Your task is to copy each line of the records that includes the string "NnfNodeBlockStorageDeviceStatus".

> RECORDS SHOWN:
------------------------------------------------------------------------

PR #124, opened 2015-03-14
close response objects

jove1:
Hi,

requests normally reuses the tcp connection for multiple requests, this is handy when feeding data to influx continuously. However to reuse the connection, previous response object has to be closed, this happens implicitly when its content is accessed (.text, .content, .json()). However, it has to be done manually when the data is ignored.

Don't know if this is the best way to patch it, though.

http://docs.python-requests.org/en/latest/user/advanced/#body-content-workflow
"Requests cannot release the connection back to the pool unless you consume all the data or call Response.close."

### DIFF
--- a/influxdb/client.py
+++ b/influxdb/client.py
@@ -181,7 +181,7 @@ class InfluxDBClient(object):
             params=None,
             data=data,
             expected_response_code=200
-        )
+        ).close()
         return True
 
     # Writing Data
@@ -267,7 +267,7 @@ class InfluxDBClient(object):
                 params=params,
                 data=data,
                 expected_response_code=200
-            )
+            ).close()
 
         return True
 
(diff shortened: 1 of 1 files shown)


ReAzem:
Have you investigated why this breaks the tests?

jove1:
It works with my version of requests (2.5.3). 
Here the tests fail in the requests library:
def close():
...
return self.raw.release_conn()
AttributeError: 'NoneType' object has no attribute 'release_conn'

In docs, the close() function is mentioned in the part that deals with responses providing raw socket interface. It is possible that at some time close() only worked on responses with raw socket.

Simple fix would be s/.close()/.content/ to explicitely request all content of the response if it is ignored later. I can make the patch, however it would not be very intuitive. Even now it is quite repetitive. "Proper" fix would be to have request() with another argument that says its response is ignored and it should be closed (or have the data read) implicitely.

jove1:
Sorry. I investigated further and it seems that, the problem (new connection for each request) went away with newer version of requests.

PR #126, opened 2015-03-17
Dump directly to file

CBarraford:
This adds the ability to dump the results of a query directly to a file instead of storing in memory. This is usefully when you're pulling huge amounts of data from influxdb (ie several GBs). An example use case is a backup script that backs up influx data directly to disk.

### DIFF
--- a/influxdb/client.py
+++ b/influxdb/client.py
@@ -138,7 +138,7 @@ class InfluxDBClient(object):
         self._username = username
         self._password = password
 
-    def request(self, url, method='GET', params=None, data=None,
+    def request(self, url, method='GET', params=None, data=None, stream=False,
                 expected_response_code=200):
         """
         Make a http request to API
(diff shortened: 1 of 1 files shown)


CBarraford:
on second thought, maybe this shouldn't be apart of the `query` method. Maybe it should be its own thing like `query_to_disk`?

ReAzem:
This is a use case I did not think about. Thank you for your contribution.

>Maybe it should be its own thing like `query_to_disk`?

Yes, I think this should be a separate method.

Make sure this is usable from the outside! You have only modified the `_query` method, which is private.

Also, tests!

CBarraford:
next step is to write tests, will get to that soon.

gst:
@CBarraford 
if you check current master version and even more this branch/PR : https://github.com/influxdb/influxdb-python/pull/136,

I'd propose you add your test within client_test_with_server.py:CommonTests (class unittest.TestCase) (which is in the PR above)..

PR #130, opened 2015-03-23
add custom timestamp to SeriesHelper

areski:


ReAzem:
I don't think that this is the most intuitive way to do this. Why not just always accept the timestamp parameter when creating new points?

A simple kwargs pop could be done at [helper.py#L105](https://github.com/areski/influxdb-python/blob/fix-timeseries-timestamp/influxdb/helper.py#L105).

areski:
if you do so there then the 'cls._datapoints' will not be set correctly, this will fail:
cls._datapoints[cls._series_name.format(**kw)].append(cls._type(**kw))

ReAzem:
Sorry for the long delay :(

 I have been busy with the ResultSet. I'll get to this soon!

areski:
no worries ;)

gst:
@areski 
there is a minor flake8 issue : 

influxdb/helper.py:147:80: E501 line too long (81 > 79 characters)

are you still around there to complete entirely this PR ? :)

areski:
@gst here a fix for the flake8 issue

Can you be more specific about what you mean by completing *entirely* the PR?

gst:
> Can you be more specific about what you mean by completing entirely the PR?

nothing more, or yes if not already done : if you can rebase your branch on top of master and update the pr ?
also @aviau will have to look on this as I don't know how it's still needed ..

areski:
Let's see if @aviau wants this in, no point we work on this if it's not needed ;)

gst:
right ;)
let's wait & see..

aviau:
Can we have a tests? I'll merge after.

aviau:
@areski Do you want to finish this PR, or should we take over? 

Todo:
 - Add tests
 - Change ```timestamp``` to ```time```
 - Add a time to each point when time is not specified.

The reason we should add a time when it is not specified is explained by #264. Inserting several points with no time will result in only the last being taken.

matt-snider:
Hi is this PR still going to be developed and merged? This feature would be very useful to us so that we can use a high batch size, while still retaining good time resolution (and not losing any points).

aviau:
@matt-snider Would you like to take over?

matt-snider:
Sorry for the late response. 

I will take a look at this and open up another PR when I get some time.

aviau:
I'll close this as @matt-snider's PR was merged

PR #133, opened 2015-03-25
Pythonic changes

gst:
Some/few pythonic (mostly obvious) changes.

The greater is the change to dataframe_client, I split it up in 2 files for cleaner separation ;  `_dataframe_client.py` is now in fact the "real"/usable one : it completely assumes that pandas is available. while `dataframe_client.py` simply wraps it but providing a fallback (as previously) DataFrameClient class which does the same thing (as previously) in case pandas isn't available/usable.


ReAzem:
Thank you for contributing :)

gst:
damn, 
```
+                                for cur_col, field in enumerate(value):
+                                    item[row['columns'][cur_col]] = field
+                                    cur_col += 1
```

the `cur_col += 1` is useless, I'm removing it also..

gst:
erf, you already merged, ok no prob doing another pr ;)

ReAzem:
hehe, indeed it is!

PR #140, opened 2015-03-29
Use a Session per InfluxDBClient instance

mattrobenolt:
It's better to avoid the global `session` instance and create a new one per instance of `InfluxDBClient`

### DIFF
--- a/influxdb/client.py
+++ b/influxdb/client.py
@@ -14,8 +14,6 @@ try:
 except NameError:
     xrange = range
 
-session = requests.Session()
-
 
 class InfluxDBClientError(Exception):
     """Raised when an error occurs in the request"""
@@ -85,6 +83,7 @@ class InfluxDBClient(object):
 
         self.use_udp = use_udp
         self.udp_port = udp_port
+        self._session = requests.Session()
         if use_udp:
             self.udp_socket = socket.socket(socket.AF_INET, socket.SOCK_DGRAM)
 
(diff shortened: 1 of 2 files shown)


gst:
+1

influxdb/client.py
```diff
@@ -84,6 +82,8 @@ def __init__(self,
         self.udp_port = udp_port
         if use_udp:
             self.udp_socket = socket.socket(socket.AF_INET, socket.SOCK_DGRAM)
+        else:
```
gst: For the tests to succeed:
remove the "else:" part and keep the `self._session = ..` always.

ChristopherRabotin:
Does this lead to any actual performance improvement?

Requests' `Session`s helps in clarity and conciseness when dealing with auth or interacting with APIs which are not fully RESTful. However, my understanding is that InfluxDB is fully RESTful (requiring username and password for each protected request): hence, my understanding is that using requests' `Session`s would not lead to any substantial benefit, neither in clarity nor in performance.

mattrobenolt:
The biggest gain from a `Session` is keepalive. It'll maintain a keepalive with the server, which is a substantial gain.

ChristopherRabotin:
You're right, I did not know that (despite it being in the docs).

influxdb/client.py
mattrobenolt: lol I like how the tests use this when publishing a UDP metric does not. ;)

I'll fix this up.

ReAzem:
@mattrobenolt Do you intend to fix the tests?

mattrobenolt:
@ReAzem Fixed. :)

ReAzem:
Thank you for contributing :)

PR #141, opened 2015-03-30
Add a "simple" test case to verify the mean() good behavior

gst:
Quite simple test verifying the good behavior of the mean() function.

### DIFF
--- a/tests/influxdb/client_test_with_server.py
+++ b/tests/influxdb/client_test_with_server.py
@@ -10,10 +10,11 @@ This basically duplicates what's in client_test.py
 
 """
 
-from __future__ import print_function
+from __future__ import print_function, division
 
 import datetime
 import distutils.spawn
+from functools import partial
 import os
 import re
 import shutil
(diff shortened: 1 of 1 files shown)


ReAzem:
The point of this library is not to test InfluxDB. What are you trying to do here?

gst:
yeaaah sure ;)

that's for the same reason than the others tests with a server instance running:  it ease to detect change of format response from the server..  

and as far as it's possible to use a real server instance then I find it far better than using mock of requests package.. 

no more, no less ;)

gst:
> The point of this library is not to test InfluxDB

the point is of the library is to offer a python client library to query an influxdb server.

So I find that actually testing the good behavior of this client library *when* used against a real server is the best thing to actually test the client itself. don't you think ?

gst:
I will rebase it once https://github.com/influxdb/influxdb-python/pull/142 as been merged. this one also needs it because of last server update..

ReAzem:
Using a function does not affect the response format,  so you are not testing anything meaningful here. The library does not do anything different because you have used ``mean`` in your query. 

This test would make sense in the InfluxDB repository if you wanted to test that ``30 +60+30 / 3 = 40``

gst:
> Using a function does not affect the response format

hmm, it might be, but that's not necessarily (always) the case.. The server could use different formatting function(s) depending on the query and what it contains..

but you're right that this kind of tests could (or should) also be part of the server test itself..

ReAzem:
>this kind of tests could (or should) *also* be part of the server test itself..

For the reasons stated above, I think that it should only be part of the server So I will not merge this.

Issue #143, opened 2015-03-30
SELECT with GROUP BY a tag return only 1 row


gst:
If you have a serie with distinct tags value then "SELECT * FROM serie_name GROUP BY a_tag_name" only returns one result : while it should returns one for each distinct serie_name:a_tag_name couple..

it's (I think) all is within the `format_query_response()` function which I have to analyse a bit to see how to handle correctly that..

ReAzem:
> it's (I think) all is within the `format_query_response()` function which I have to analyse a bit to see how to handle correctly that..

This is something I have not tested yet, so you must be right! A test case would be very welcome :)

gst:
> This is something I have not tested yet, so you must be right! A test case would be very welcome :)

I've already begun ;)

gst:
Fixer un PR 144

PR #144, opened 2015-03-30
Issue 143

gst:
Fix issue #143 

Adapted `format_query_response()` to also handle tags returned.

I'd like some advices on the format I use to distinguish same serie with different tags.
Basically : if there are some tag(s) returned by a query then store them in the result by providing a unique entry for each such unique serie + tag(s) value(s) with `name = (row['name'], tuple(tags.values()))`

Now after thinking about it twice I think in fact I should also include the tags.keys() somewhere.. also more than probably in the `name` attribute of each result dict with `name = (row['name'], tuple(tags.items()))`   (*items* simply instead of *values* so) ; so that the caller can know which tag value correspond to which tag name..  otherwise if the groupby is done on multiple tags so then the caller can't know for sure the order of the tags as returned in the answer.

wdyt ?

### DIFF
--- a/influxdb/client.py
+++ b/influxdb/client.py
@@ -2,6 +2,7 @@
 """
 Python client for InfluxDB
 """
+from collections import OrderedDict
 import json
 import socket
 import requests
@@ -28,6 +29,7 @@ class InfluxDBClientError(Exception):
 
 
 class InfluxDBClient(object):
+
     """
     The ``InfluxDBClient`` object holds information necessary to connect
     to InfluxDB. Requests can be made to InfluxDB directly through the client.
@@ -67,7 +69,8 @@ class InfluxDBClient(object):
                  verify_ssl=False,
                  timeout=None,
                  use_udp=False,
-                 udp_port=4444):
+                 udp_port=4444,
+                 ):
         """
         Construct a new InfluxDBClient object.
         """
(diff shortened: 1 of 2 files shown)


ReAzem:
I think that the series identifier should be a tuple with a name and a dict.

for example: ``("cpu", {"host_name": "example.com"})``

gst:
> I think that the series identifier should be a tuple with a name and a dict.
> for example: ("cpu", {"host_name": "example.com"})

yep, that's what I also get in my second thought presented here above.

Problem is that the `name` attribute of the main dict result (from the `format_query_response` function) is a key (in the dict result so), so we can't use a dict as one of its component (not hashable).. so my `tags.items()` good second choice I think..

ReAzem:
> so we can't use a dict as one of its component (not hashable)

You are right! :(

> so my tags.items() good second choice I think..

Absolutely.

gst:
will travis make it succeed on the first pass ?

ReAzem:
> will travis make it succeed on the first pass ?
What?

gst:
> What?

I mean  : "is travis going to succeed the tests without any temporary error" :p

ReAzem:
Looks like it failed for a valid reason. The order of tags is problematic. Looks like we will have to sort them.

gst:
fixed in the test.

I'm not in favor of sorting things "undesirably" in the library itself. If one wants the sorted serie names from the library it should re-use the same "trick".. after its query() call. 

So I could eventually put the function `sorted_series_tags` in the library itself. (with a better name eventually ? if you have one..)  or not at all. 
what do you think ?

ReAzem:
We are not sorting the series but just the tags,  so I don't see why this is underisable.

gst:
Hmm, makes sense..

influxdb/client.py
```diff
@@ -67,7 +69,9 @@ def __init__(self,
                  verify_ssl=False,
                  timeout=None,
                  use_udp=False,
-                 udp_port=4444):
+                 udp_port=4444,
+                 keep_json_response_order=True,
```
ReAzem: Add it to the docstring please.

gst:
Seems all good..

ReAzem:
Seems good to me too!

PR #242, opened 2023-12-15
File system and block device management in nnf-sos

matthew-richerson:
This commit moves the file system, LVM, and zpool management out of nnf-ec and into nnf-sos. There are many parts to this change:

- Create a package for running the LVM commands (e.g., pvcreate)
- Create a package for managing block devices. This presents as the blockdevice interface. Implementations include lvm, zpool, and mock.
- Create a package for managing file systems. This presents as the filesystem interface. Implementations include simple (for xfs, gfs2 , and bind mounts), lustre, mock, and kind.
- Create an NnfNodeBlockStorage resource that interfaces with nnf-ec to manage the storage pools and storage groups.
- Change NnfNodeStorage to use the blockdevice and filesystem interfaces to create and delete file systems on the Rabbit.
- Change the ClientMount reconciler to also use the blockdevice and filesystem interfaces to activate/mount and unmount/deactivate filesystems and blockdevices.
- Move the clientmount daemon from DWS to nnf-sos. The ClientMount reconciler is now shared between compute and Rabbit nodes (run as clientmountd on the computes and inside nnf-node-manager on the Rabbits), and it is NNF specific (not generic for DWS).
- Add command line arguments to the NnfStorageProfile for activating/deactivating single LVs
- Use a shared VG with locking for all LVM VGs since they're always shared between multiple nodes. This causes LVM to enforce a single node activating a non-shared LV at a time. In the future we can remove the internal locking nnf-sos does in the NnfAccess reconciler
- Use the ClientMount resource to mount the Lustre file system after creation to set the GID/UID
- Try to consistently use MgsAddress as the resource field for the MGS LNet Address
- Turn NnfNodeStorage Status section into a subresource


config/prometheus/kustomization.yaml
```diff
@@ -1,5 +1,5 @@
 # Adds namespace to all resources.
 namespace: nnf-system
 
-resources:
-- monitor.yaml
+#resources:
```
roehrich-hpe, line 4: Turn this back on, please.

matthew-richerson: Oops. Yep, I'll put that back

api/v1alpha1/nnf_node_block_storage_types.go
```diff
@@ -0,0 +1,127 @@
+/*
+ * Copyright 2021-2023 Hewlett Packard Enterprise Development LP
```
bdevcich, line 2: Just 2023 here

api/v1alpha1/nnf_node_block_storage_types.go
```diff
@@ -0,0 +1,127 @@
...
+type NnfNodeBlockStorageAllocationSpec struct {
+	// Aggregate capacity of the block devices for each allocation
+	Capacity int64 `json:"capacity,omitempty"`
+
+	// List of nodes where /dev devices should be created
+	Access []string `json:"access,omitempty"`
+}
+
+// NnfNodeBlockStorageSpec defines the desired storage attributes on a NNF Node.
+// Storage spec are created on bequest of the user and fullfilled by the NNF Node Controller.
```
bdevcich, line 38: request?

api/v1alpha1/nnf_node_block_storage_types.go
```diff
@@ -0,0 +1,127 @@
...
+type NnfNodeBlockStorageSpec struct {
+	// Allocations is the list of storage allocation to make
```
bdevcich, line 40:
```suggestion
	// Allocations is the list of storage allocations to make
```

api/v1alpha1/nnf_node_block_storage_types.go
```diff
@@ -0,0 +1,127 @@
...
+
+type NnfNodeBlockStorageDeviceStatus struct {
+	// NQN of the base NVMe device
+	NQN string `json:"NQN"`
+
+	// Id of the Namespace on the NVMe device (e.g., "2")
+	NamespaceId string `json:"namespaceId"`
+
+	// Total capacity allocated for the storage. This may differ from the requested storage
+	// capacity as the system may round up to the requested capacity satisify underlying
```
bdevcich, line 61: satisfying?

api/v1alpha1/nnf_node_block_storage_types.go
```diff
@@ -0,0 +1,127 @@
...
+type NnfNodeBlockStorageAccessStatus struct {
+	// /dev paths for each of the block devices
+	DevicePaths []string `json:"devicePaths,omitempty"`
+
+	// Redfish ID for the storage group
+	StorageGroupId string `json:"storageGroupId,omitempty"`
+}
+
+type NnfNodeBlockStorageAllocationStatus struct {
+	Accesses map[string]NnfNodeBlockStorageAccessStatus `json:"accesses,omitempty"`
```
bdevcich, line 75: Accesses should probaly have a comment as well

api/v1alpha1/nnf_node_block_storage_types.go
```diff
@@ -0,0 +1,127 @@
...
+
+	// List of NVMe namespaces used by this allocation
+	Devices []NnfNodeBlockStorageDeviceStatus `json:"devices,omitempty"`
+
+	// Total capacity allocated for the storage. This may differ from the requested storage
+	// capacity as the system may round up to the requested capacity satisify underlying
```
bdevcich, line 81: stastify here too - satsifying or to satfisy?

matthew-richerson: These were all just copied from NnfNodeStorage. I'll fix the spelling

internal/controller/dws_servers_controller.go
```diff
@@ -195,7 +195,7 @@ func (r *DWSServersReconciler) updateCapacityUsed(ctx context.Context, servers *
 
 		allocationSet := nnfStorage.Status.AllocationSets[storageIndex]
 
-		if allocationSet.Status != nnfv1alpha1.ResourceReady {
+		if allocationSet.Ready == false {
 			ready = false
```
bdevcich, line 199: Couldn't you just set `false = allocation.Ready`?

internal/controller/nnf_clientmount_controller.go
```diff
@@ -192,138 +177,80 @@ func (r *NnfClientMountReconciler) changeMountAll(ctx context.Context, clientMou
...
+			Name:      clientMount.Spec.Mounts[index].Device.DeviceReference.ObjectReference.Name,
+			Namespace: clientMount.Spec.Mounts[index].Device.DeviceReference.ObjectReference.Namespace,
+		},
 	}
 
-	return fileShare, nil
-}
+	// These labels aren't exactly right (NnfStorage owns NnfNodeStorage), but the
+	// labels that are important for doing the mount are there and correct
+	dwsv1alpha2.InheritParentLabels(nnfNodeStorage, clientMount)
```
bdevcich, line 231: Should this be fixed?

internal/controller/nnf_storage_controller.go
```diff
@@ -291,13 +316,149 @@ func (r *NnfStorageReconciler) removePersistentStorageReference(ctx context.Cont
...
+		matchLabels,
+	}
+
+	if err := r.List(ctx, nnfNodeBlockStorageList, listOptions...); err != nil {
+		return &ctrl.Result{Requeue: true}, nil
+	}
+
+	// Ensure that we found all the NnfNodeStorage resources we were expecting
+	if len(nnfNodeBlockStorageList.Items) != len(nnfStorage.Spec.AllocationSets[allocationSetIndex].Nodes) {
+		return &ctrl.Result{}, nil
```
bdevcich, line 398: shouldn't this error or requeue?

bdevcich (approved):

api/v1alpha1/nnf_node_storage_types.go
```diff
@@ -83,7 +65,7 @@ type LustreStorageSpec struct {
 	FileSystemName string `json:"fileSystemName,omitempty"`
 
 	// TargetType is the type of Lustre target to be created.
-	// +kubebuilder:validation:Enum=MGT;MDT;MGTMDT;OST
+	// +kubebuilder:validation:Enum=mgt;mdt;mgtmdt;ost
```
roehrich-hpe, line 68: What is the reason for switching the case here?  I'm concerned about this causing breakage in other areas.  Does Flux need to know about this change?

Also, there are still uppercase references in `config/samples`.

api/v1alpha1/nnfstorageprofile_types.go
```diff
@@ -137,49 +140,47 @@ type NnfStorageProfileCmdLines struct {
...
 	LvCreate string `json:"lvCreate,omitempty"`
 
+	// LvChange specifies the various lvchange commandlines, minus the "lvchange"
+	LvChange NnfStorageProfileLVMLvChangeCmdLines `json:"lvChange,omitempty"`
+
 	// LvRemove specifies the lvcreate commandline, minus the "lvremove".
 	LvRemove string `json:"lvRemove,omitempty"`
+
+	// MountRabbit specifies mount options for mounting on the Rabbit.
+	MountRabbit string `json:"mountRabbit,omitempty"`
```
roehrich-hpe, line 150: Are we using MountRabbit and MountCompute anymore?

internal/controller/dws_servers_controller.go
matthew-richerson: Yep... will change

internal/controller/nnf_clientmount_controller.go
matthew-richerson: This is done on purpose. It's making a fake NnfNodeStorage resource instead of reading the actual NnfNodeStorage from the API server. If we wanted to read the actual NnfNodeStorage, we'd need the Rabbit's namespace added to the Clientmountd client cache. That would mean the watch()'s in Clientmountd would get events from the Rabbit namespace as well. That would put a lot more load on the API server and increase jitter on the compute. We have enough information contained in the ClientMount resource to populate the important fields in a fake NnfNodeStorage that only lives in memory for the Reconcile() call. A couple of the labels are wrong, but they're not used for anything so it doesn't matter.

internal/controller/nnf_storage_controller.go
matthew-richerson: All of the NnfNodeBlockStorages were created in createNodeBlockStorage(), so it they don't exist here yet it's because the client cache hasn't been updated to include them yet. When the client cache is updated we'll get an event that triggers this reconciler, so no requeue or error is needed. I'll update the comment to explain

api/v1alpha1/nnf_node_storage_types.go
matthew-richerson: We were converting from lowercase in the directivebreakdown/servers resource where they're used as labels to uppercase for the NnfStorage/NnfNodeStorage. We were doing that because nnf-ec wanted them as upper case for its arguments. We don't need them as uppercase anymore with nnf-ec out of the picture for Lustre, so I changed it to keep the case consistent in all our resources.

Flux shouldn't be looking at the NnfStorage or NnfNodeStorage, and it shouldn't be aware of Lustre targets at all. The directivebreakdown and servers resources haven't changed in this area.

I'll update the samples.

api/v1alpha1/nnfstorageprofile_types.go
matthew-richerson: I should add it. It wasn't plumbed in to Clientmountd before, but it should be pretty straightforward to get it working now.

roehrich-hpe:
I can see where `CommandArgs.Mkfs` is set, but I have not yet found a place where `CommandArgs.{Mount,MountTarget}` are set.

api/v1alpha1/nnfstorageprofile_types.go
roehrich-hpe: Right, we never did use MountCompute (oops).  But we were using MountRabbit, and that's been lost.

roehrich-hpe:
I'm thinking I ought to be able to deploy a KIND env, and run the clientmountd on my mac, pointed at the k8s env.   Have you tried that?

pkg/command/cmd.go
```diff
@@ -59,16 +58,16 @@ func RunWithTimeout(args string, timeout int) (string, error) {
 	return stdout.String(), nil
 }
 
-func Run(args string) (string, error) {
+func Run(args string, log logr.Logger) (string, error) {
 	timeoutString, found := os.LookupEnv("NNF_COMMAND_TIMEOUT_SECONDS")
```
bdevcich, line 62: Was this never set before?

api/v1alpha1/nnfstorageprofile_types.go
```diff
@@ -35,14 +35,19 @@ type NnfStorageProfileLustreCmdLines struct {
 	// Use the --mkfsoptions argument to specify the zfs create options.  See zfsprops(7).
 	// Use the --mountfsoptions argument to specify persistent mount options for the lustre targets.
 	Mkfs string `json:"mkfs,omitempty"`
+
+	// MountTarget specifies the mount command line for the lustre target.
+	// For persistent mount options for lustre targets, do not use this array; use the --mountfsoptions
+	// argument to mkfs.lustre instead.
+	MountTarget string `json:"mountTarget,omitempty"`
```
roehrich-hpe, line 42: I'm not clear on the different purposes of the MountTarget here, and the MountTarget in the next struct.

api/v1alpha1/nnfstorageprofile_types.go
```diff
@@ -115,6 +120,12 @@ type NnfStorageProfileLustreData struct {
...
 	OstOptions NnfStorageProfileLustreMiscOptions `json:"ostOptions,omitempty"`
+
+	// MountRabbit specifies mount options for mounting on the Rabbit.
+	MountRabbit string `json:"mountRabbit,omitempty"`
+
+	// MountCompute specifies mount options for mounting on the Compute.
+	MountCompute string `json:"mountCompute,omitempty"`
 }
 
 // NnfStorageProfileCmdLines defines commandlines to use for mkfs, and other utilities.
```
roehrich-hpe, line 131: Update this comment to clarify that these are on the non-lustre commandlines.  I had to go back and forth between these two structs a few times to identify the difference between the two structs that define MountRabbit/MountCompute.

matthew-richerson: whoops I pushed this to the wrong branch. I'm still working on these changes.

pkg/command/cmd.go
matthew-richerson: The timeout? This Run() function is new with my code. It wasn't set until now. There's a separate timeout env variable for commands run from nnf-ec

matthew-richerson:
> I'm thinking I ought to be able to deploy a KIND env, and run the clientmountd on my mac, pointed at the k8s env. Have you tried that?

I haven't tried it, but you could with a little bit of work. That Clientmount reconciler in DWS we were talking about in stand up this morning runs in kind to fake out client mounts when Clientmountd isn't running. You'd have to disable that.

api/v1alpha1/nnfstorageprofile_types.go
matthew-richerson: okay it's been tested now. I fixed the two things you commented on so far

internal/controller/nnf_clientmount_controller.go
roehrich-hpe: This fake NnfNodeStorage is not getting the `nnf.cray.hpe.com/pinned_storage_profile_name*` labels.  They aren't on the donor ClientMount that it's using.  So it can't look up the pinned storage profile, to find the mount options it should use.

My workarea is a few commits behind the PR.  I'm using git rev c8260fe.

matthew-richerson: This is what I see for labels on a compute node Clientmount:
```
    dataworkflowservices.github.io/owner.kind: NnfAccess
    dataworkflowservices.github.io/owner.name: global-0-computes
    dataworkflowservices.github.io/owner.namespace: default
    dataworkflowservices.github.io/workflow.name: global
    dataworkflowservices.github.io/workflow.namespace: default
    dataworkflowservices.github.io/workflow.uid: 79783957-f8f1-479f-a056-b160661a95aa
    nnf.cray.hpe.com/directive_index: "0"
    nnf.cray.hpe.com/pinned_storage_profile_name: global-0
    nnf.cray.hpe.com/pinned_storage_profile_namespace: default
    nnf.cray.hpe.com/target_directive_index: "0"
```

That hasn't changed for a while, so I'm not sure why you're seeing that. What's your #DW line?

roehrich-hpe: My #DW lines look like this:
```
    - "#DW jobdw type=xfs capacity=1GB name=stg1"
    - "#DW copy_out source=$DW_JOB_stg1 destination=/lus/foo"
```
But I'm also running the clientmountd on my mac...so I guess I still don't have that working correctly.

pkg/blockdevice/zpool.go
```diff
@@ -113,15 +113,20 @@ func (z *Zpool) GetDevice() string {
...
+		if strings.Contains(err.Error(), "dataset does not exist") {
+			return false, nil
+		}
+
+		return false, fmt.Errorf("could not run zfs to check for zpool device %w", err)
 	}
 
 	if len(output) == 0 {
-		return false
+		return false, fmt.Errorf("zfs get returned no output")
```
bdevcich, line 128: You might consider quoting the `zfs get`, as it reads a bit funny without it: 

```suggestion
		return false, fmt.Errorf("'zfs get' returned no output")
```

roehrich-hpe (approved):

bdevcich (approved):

------------------------------------------------------------------------

> SOLVED PROBLEM:
+type NnfNodeBlockStorageDeviceStatus struct {
+	Devices []NnfNodeBlockStorageDeviceStatus `json:"devices,omitempty"`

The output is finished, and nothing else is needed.